Smallpox was foremost in many people’s minds during the 18th century in Europe and Colonial America. The disease was epidemic and hard to stop. But how? A debate arose. At issue was the burning question: should people be inoculated against the disease or not?
The debate is a research focus of Andrea Rusnock, assistant professor of history. Her latest book, Vital Accounts: Quantifying Health and Population in Eighteenth-Century England and France, uses the smallpox debate, environmental medicine, and population studies to tell the story of numbers and their scientific application to medicine during the 1700s. Statistics, as we know them, had yet to be conceived, and a regular government census had yet to be developed.
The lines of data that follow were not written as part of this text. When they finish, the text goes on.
PR #3239, opened 2026-09-01
fix: make terminal drag uploads route-safe

binaricat:
## Summary

Terminal file drops after sudo/su no longer guess a login-shell or home directory. A drop uses a confirmed current directory and the originating terminal's SFTP session. Requested sudo SFTP no longer silently becomes ordinary SFTP/SCP. Slow jump-host ZMODEM starts keep the longer wait window.

This does not auto-enable sudo SFTP so unelevated SFTP can write `/root`. If the active shell directory cannot be confirmed, the drop fails with a destination-unknown error instead of uploading to the wrong place.

## Type of Change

“Applying mathematics to evaluate medical treatments had never been done before,” explains the URI professor who teaches the history of science and the history of medicine. “It gave a substantial boost to health care.”
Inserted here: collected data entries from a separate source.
Issue #1466, opened 2025-10-28
Finalize Docs Generator and Implement CI Check


ricky-undeadcoders:
Work has been started on a script that can parse a composite action or reusable workflow, extract the inputs and outputs defined, and then output those inputs/outputs formatted for either a composite action, reusable workflow, or markdown table.

https://github.com/grafana/shared-workflows/pull/1454

We should look into putting some extra love into this to do the following:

To get inoculated against the smallpox disease in the 1700s, a person had to be infected with a small amount of human smallpox. Once a person recovered, the exposure could provide lifelong immunity. However, occasionally people died from inoculated smallpox and moreover, those inoculated were contagious and could spread the disease to others. (Inoculation and vaccination are not synonymous. Vaccination requires being exposed to the mild disease cowpox, which gives immunity from smallpox and is not contagious.)
During the European epidemic, two mathematically inclined London physicians introduced the new concept of quantification to the inoculation debates during the 1720s. Based on careful collection of data, analysis and tables, the doctors showed that the risks associated with inoculation were substantially less than the risks associated with natural smallpox. Expressed mathematically, the risk of death from inoculation was one in 100 whereas the risk of death from contracting smallpox was one in seven. The comparison allowed impartial evaluation, and moved away from the more common religious, moral or ethical arguments of the day.
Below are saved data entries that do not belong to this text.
PR #2280, opened 2026-09-08
chore(deps): update zizmor to v1.29.0

kolesnikovae:
Upgrade zizmor to v1.29.0 so required-workflow scans understand GitHub self-repository action references (`uses: $/path/to/action`).

GitHub recommends this syntax for same-repository actions because it resolves from the workflow run commit without depending on the checked-out workspace. Zizmor 1.28.0 rejects the syntax; 1.29.0 adds support for auditing it.

**Testing:** Ran the zizmor collection helper unit tests, parsed the reusable workflow YAML, and audited the workflow with zizmor 1.29.0.


kolesnikovae:
I see that renovate is rate limited and there's a pending zizmor 1.30 update: https://github.com/grafana/shared-workflows/issues/1135. Closing.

Although the French didn’t embrace inoculation until Louis XV died of smallpox, inoculations were generally accepted by the end of the 18th century. Smallpox had ushered in the use of numerical arguments to persuade, which encouraged their application to other areas of medicine.
Rusnock, who has received fellowships from the National Endowment for the Humanities and the Wellcome Trust for past work, is now working on the history of smallpox inoculation and vaccination for her next book.